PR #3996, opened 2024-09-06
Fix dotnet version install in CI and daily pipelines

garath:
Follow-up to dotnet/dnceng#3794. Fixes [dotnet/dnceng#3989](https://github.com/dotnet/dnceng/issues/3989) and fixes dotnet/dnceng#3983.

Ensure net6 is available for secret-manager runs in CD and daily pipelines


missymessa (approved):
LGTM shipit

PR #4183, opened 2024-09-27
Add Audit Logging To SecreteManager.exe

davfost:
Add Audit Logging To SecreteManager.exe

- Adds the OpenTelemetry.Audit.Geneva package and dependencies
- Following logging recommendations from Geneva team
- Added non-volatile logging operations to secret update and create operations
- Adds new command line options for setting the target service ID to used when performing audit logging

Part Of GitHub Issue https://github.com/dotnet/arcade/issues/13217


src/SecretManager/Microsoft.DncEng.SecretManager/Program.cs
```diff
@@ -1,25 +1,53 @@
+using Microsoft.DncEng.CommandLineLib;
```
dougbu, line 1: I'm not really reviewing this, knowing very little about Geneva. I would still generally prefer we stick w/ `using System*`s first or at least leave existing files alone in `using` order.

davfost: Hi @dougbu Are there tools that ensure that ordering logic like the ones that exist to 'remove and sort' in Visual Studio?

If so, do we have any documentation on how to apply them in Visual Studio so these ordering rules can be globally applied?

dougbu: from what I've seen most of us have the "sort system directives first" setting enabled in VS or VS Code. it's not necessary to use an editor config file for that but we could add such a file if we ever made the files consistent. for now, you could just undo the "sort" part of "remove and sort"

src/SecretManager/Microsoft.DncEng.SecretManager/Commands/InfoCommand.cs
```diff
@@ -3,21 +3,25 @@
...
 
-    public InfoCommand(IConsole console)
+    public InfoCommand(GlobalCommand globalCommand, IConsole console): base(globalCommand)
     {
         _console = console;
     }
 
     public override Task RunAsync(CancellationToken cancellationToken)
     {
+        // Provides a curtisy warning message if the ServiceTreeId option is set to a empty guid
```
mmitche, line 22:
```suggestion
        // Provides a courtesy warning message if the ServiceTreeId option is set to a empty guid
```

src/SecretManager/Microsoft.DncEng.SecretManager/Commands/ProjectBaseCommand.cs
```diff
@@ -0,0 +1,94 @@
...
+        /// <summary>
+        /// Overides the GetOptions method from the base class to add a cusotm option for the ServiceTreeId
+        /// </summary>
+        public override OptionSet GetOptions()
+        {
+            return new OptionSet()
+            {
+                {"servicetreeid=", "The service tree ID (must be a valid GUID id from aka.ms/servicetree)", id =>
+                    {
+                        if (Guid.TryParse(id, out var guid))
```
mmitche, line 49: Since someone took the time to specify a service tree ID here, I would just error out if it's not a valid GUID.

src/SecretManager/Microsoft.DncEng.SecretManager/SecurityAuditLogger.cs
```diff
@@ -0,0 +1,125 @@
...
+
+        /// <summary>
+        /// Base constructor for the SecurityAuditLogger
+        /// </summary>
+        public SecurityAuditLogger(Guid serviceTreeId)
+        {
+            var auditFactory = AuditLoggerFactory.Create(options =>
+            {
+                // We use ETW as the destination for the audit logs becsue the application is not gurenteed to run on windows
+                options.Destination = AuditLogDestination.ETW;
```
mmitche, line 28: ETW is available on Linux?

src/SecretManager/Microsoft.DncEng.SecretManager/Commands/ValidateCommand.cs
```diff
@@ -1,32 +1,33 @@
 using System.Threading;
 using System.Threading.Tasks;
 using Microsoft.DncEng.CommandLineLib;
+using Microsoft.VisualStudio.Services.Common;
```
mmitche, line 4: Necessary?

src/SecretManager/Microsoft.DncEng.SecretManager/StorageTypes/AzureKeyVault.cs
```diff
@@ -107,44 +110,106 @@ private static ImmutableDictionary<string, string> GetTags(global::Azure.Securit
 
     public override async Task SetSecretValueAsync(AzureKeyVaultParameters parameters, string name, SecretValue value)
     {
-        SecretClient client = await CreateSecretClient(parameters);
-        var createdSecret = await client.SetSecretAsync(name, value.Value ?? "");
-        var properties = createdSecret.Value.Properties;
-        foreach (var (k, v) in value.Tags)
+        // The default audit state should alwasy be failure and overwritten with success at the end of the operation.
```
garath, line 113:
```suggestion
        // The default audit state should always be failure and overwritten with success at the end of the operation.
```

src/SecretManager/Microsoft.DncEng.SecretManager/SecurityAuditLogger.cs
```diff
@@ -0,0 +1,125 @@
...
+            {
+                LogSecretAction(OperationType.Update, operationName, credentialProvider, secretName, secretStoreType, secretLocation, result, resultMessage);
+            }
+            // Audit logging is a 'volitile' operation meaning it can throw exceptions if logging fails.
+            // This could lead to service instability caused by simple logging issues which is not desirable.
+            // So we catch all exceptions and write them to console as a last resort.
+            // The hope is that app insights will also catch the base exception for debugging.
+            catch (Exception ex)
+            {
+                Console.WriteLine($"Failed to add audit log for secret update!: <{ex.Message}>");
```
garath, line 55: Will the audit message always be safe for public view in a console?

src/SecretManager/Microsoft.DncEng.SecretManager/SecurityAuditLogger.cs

┄┄┄┄┄┄┄┄┄┄

TASK INSTRUCTIONS:
Among the lines of the data, identify those with the word "github". Copy each of them.

EXERCISE RESPONSE:
Follow-up to dotnet/dnceng#3794. Fixes [dotnet/dnceng#3989](https://github.com/dotnet/dnceng/issues/3989) and fixes dotnet/dnceng#3983.
Part Of GitHub Issue https://github.com/dotnet/arcade/issues/13217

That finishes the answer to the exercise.